The content generator was the engine that outputted all imagery in the campaign. When one of the AIs was “creating content”, behind the scenes the content generator ingested the current personality graph of that AI, a set of fresh NLG headlines and a set of content configuration (to provide the client with an ability to guide the overarching story).
It then assembled and delivered a range of generated images as options, which were then curated before being sent into the wild.
This process happened multiple times per week throughout the campaign as each AI “experimented with and learned how to create the best content” resulting in a large library of generated imagery.
Being aware of this volume before hand, we designed a system that would provide enough possible combinations of visuals and effects to not only avoid repetitiveness but also provide a creative range for the AIs to explore in creating propaganda content.

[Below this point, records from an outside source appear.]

PR #934, opened 2019-12-26
Move coverage dir constants to Test Framework Adapters

maks-rafalko:
* Move coverage dir constants to Test Framework Adapters
* Move `COVERAGE_INDEX_FILE_NAME` const from concrete class (`XMLLineCodeCoverage`) to its interface (abstraction - `LineCodeCoverage`)

`XMLLineCodeCoverage` (and its interface) should not be aware of what and how many Test Framework Adapters we have. That's why each Test Framework should be responsible for own code coverage dir.

This is a preparation for extracting test framework adapters to separate packages - se we decouple Test Framework Adapter from another classes.

### DIFF
--- a/src/Command/InfectionCommand.php
+++ b/src/Command/InfectionCommand.php
@@ -60,7 +60,7 @@ use Infection\Process\Runner\InitialTestsRunner;
 use Infection\Process\Runner\MutationTestingRunner;
 use Infection\Process\Runner\TestRunConstraintChecker;
 use Infection\TestFramework\Coverage\CoverageDoesNotExistException;
-use Infection\TestFramework\Coverage\XMLLineCodeCoverage;
+use Infection\TestFramework\Coverage\LineCodeCoverage;
 use Infection\TestFramework\HasExtraNodeVisitors;
 use Infection\TestFramework\TestFrameworkAdapter;
 use Infection\TestFramework\TestFrameworkTypes;
@@ -458,7 +458,7 @@ final class InfectionCommand extends BaseCommand
 
         $coverageDir = $config->getCoveragePath();
 
-        $coverageIndexFilePath = $coverageDir . '/' . XMLLineCodeCoverage::COVERAGE_INDEX_FILE_NAME;
+        $coverageIndexFilePath = $coverageDir . '/' . LineCodeCoverage::COVERAGE_INDEX_FILE_NAME;
 
         $processInfo = sprintf(
             '%sCommand line: %s%sProcess Output: %s',
--- a/src/Configuration/ConfigurationFactory.php
+++ b/src/Configuration/ConfigurationFactory.php
@@ -43,7 +43,6 @@ use Infection\FileSystem\SourceFileCollector;
 use Infection\FileSystem\TmpDirProvider;
 use Infection\Mutator\MutatorFactory;
 use Infection\Mutator\MutatorParser;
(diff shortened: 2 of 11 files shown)


src/Configuration/ConfigurationFactory.php
```diff
@@ -65,9 +64,9 @@ class ConfigurationFactory
     private const DEFAULT_TIMEOUT = 10;
 
     private const TEST_FRAMEWORK_COVERAGE_DIRECTORY = [
-        TestFrameworkTypes::PHPUNIT => XMLLineCodeCoverage::PHP_UNIT_COVERAGE_DIR,
-        TestFrameworkTypes::PHPSPEC => XMLLineCodeCoverage::PHP_SPEC_COVERAGE_DIR,
-        TestFrameworkTypes::CODECEPTION => XMLLineCodeCoverage::CODECEPTION_COVERAGE_DIR,
+        TestFrameworkTypes::PHPUNIT => 'coverage-xml',
```
maks-rafalko: We can't depend here on for example `PhpUnitAdapter::COVERAGE_DIR` because it will be in the separate package.

Later, we can refactor this code to return something like `$adapter::COVERAGE_DIR` - so return a dynamic variable value

src/Command/InfectionCommand.php
```diff
@@ -458,7 +458,7 @@ private function assertCodeCoverageExists(Process $initialTestsProcess, string $
 
         $coverageDir = $config->getCoveragePath();
 
-        $coverageIndexFilePath = $coverageDir . '/' . XMLLineCodeCoverage::COVERAGE_INDEX_FILE_NAME;
+        $coverageIndexFilePath = $coverageDir . '/' . LineCodeCoverage::COVERAGE_INDEX_FILE_NAME;
```
theofidry: Isn't this file PHPUnit specific?

theofidry:
Correct me if I'm wrong but I feel there is a coupling issue in the current coverage with the test framework adapters.

`LineCodeCoverage` should be generic,  but each test framework may have a different coverage tool or format right? So it would make sense that each test framework adapter has to provide its own coverage implementation too no?

src/Command/InfectionCommand.php
maks-rafalko: No, `index.xml` is for all adapters - this is basically index file of XML report. All 3 adapters generate XML coverage reports in their own folders, but all reports has `index.xml`

theofidry:
So whatever the test framework (so far) the generated XML and Junit report
are the same formats?

maks-rafalko:
> `LineCodeCoverage` should be generic, but each test framework may have a different coverage tool or format right? So it would make sense that each test framework adapter has to provide its own coverage implementation too no?

Fortunately, PHPUnit, PhpSpec, Codeception - all 3 adapters use the very same XML format. PhpSpec and Codeception under the hood use PHPUnit's code that generates XML files.

So we have 1 implementation of `LineCodeCoverage` interface - `XMLLineCodeCoverage` class. I really hope that other frameworks (e.g. Behat) will not invent the wheel and use the same PHPUnit's XML report generator.

maks-rafalko:
> So whatever the test framework (so far) the generated XML and Junit report are the same formats?

Exactly, just answered here https://github.com/infection/infection/pull/934#issuecomment-569445196

maks-rafalko:
Thank you @theofidry

theofidry:
@maks-rafalko thanks for the clarifications 👌

PR #935, opened 2019-12-29
Fix "Mutation score" badge

kubawerlos:
This PR:

- [x] Updates the URL of "Mutation score" badge as the old one stopped working - guys from Stryker did the same change: https://github.com/stryker-mutator/stryker/blob/master/README.md
- [x] Removes trailing whitespaces in README.md


theofidry:
Thank you @kubawerlos!

PR #936, opened 2019-12-29
Extracts the mutation generation from `MutationsCollectorVisitor`

theofidry:
This allows to simplify `MutationsCollectorVisitor` and let it focus only on collecting the mutations at each traverse.

This allowed to highlight and test the statefulness of `MutationsCollectorVisitor`. I took the opportunity to ensure its state is reset before each traverse otherwise the result of the previous traverse would pollute the second one (although it is unlikely to cause an issue in practice).

### DIFF
--- a/src/Mutator/NodeMutationGenerator.php
+++ b/src/Mutator/NodeMutationGenerator.php
@@ -1,0 +1,172 @@
+<?php
+/**
+ * This code is licensed under the BSD 3-Clause License.
+ *
+ * Copyright (c) 2017, Maks Rafalko
+ * All rights reserved.
+ *
+ * Redistribution and use in source and binary forms, with or without
+ * modification, are permitted provided that the following conditions are met:
+ *
+ * * Redistributions of source code must retain the above copyright notice, this
+ *   list of conditions and the following disclaimer.
+ *
+ * * Redistributions in binary form must reproduce the above copyright notice,
+ *   this list of conditions and the following disclaimer in the documentation
+ *   and/or other materials provided with the distribution.
+ *
+ * * Neither the name of the copyright holder nor the names of its
+ *   contributors may be used to endorse or promote products derived from
+ *   this software without specific prior written permission.
+ *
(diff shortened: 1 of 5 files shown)


src/Mutator/NodeMutationGenerator.php
```diff
@@ -0,0 +1,172 @@
...
+                return $this->generateForMutator($node, $mutator, $mutations);
+            },
+            []
+        );
+    }
+
+    /**
+     * @return Mutation[]
+     */
+    public function generateForMutator(Node $node, Mutator $mutator, array $mutations): array
```
maks-rafalko: this one can be private

tests/phpunit/Visitor/MutationsCollectorVisitorTest.php
```diff
@@ -0,0 +1,124 @@
...
+            [$visitor]
+        );
+
+        $this->assertSame([$mutation, $mutation], $visitor->getMutations());
+    }
+
+    public function test_it_resets_its_state_between_two_traverse(): void
+    {
+        /** @var ObjectProphecy|NodeMutationGenerator $nodeMutationGeneratorProphecy */
+        $nodeMutationGeneratorProphecy = $this->prophesize(NodeMutationGenerator::class);
```
maks-rafalko: as we are trying to not use Prophecy, is it possible to use `createMock` here?

theofidry: I couldn't manage :( That said I'm not that familiar with PHPUnit mocks so I might just not have found the way to do it.

There is another similar case where I used Prophecy as well, so if someone finds a solution it will be worth double checking the rest of the codebase (it should be simple cases nonetheless)

theofidry:
@maks-rafalko as far as I can tell, the MSI failures are on the `NodeMutationGenerator` which is untested because this code was untested before and I'm still not clear on how and what to test there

Thousands of images and background videos were curated and prepped to be in the resource pool for the AIs to pull from. Each image was tagged with its own personality graph values so at the time of image selection, the assets with the closest graph values were selected to use in the image. The underpins the importance and precision of the personality graph. Slight variations could lead to entirely different imagery selected for generated content.
The personality graph and the NLG headlines provided a good window into how each AI was evolving, but provided basically no controls for guiding the story of each AI. For this purpose we added some manual configuration to the content generator. Over time the client could use the content configuration to simulate the AIs experimenting with different image decisions, such as the number of assets, different animation and repeat patterns, etc. aspect to each AI.
After a propaganda image was in the wild, it was looped back into the training chat experience in a multiple choice question. As users voted for one piece of propaganda content over another, a simple neural network was trained on the “successful” values of certain image properties. Over time, this system helped optimize the effectiveness of the propaganda content.
With the combination of these approaches the generated propaganda content was often unsettling and compelling, drawing users in with unexpected and stirring combinations of words, imagery and effects.
There were many more processes and services working in concert than the 3 described above to make this ecosystem function. To properly orchestrate all of these pieces we created a campaign controller to schedule, moderate, configure, test and publish for the entire campaign. From here all significant dates in the timeline, content and copy for the website, content configuration for the content generator and chat scripts were stored and managed.
Testing tools for critical services are housed in the campaign controller. The moderation and publish systems are made available. Even the entire collection of accepted and rejected content are housed here to enable quick fixes. With this tool, the client was able to oversee all aspects of the ecosystem and potentially even add chapters for the story to continue into the future.